▶ [Assignment]
Extract every line from the records below that contains the word "jgchn".
·····
PR #1493, opened 2026-06-11
feat: pass routing.proxy.resources through to modelservice values

jgchn:
The llm-d-modelservice helm chart now supports resource requests/limits on the routing-proxy initContainer. Wire the field through the Jinja template so scenario authors can set CPU/memory for the sidecar.


mengmeiye:
Hi @jgchn can you sign your commit please? Thanks.

mengmeiye (approved):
·····
▶ [Exercise response]
jgchn:
Hi @jgchn can you sign your commit please? Thanks.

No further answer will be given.